Difference between @Autowired and @Inject annotation is that the @Inject annotation is only available from Spring 3.0 onwards, so if you want to use annotation-driven dependency injection in Spring 2.5 then you have to use the @Autowired annotation.
2) The difference between these two annotations is that unlike Spring's @Autowired, the @Inject does require the 'required' attribute.
3) The most common difference between @Autowired and @Inject annotation is that former is Spring specific while later is the standard for Dependency Injection, specified in JSR-330. In general, I recommend the use of JSR 330 annotation for DI, the @Inject annotation is as capable as Spring's @Autowired and if you want you can also mix and match this with Spring's @Value and @Lazy annotations.

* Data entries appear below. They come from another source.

PR #516, opened 2025-12-10
Generate variables for EXEC CICS statements

msujew:
As part of an effort to improve the PL/I tolerance, we need to ensure that the expected declaration statements are generated when running into an `EXEC CICS...` statement. The CICS preprocessor will then generate a bunch of declarations after the last `PROC` statement encountered. Similar to how the `SQL TYPE` attribute does it.

These variables are required for any PL/I code that has any interaction with CICS. Related to point 1 of https://github.com/zowe/zowe-pli-language-support/issues/511. This code simply mirrors the behavior of the CICS preprocessor when encountering a `EXEC CICS...` statement.

### DIFF
--- a/packages/language/src/syntax-tree/ast.ts
+++ b/packages/language/src/syntax-tree/ast.ts
@@ -225,6 +225,7 @@ export enum SyntaxKind {
   WriteStatementOption,
   XFormatItem,
   CicsResponseStatement,
+  CicsExecStatement,
 }
 
 export enum KeywordConditions {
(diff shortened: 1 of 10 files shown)


packages/language/src/syntax-tree/ast.ts
```diff
@@ -842,8 +843,9 @@ export type SyntaxNode =
   | Statement
   | StopStatement
   | StringLiteral
-  | SqlAttributeStatement
   | CicsResponseStatement
+  | CicsExecStatement
```
ssmifi: _Minor_: Order alphabetically. (Also Environment, Procedure... and CommonDeclarationAttribute, Unit from // Exclusive to preprocessor)

ssmifi (approved):
LGTM

PR #517, opened 2025-12-11
Improve parser error recovery

msujew:
I've noticed that we don't recover correctly if the parser fails during the lookahead of a new statement. I.e. with the input:

```
DEFINE TEST;
```

The parser expects either `ORDINAL`, `STRUCTURE` or `ALIAS`. If none of them appear, the parser does not advance, and instantly recovers, which leads to an infinite loop in the parser.

This change adjusts the recovery process to always skip at least one token, which ensures that we don't get caught in a loop. It also moves the recovery logic outside of the parser state.

### DIFF
--- a/packages/language/src/parser/parser-state.ts
+++ b/packages/language/src/parser/parser-state.ts
@@ -30,31 +30,33 @@ import {
 import { tokenIdxToClass } from "./token-type-factory";
 import * as environment from "../workspace/environment";
 
-export function preprocessorParserState(tokens: t.Token[]): ParserState {
-  return new ParserState(tokens, ParserStateMode.Preprocessor);
+export enum RecoveryResult {
+  /**
+   * Recover at the current token
+   */
+  Recover,
+  /**
+   * Recover after the current token
+   */
+  RecoverNext,
+  /**
+   * Continue the recovery process (the parser state will go on to the next token)
+   */
+  Continue,
 }
 
-export function finalParserState(tokens: t.Token[]): ParserState {
-  return new ParserState(tokens, ParserStateMode.Final);
-}
-
-export enum ParserStateMode {
-  Preprocessor,
-  Final,
-}
+export type RecoveryFunction = () => RecoveryResult;
 
 export class ParserState {
   readonly tokens: t.Token[];
-  readonly mode: ParserStateMode;
   readonly diagnostics: Diagnostic[];
   public index: number;
   public inError = false;
 
   private inProcedure = false;
 
-  constructor(tokens: t.Token[], mode: ParserStateMode) {
+  constructor(tokens: t.Token[]) {
     this.tokens = tokens;
-    this.mode = mode;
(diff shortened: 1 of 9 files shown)


packages/language/src/typesystem/primitive-type-builder.ts
```diff
@@ -740,41 +741,6 @@ export class DefaultPrimitiveTypeBuilder implements PrimitiveTypeBuilder {
       case ast.DefaultAttribute.RESERVED: //@see https://www.ibm.com/docs/en/epfz/6.1.0?topic=declarations-reserved-attribute
       case ast.DefaultAttribute.STRUCTURE: //@see https://www.ibm.com/docs/en/epfz/6.1.0?topic=definitions-defining-typed-structures-unions
       case ast.DefaultAttribute.VARIABLE: //@see https://www.ibm.com/docs/en/epfz/6.1.0?topic=attributes-variable-attribute
-      case ast.DefaultAttribute.BACKWARDS:
```
Lotes, line 743: Why the removal?

packages/language/src/parser/parser.ts
```diff
@@ -670,41 +670,26 @@ const statement = rule(
       element.value = unit.rule(state);
     }
 
-    recover(
-      state,
-      () =>
+    state.recover(() => {
```
Lotes: Make the lambda as an own function

packages/language/src/parser/parser-state.ts
```diff
@@ -182,14 +184,22 @@ export class ParserState {
     this.inError = true;
   }
 
-  recover(): void {
+  recover(fn: RecoveryFunction): void {
```
Lotes, line 187: Nice idea with the custom recovery function.

packages/language/src/parser/parser.ts
Lotes: It is quite long, the preprocessor implementation looks more compact, because of the separation.

packages/language/test/rules.test.ts
Lotes, line 1: Can we simulate the endless loop in the tests, here?

Lotes (commented):
I also like the cleaner implementation of the parser state, so it fits preprocessor and main parser :).

packages/language/test/rules.test.ts
Lotes: Or is the other Fourslash test enough?

packages/language/src/typesystem/primitive-type-builder.ts
msujew: Because they were duplicated. ESBuild actually complains about them, if you use the "Run selected harness test file" launch config.

packages/language/test/rules.test.ts
msujew: The other fourslash test is probably enough. I'm not sure how much benefit a more dedicated test has.

Lotes (approved):

PR #522, opened 2025-12-18
Support short builtin functions

msujew:
Does as the title says. We had some missing builtins, which this PR attempts to fix.


Lotes (approved):
Just an idea: We could add JSDocs with a "see" link pointing to the language spec. This way, we can track were the requirement is coming from.

PR #526, opened 2026-01-07
Improve caching of program configs

msujew:
This change caches the program config and process group config in the compiler unit to ensure that we don't have to look it up all the time. Especially during validation, which has to access those configs quite often. This should speed up performance for all use cases, but especially when dealing with large files.


ssmifi (approved):
LGTM

PR #60, opened 2016-08-12
Adjusted `Language` option

kobliha:
## Changes
- fixed language -> languages (secondary languages)
- adjusted example for languages (it did not make sense to have en_GB for both pripary and secondary language)
- added note about fixing unknown language by replacing with the default one en_US (bsc#991001)

The profile still validates using `daps`.

### DIFF
--- a/xml/ay_bigfile.xml
+++ b/xml/ay_bigfile.xml
@@ -4139,7 +4139,7 @@ config:type="boolean"&gt;true&lt;/diag&gt;</screen>
      <screen>
        &lt;language&gt;
          &lt;language&gt;en_GB&lt;/language&gt;
-         &lt;languages&gt;de_DE,en_GB&lt;/languages&gt;
+         &lt;languages&gt;de_DE,en_US&lt;/languages&gt;
        &lt;/language&gt;
      </screen>
    </example>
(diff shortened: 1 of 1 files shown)


xml/ay_bigfile.xml
```diff
@@ -4156,6 +4156,11 @@ config:type="boolean"&gt;true&lt;/diag&gt;</screen>
       </tgroup>
    </informaltable>
 
+   <para>
+   If a primary language is unknown, it will be automatically changed into
```
kobliha: Maybe `unknown` -> `erroneous`, decide what you like more

xml/ay_bigfile.xml
```diff
@@ -4156,6 +4156,11 @@ config:type="boolean"&gt;true&lt;/diag&gt;</screen>
...
+   the default one, which is <literal>en_US</literal>.
```
sknorr: I think in the current configuration of the sentence, the "it" is a bit unclear. Would the following work? "If the configured value for the primary language is unknown, it will be reset to the default, <literal>en_US</literal>."

xml/ay_bigfile.xml
sknorr: unknown sounds better to me and also leaves all the possibilities open.

sknorr:
@kobliha Can you take another look here?

xml/ay_bigfile.xml
kobliha: Sure, that would work

kobliha:
@sknorr Text has been adapted

sknorr:
Thanks! Merged.

PR #63, opened 2016-08-30
Add signatures-handling self-update tip

imobachgs:
I've added a tip about signatures-handling during installer self-update.


sknorr:
Thanks. Seemed good to me, so => merged.

imobachgs:
Thanks for reviewing and merging it!

PR #65, opened 2016-09-07
Several updates regarding AutoYaST + network

mchf:


xml/ay_bigfile.xml
```diff
@@ -14429,6 +14420,22 @@ echo -n 100
        <row>
         <entry>
          <para>
+          <literal>autoyast2</literal>
+         </para>
+        </entry>
+        <entry>
+         <para>
+          Location of the control file for automatic installation,
+          see <xref linkend="Commandline.ay"/> for details. Similar to
```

4) The @Autowired annotation was added on Spring 2.5 and used for annotation driven dependency injection. It works in conjunction with @Component annotation and to streamline development cycle. From Spring 3.0, Spring offers support for JSR-330 dependency injection annotations e.g. @Inject, @Named, and @Singleton. It also added more Spring specific annotations e.g. @Primary, @Lazy, and @DependsOn annotation.
5) The @Inject annotation is good from the portability point of view. Since @Autowired is specific to Spring framework, if you ever decided to move to Google Guice or any other dependency injection framework then you need to re-implement your dependency injection logic, even though your application remains same. All bean creation logic needs to be changed to match with Google Guice's implementation.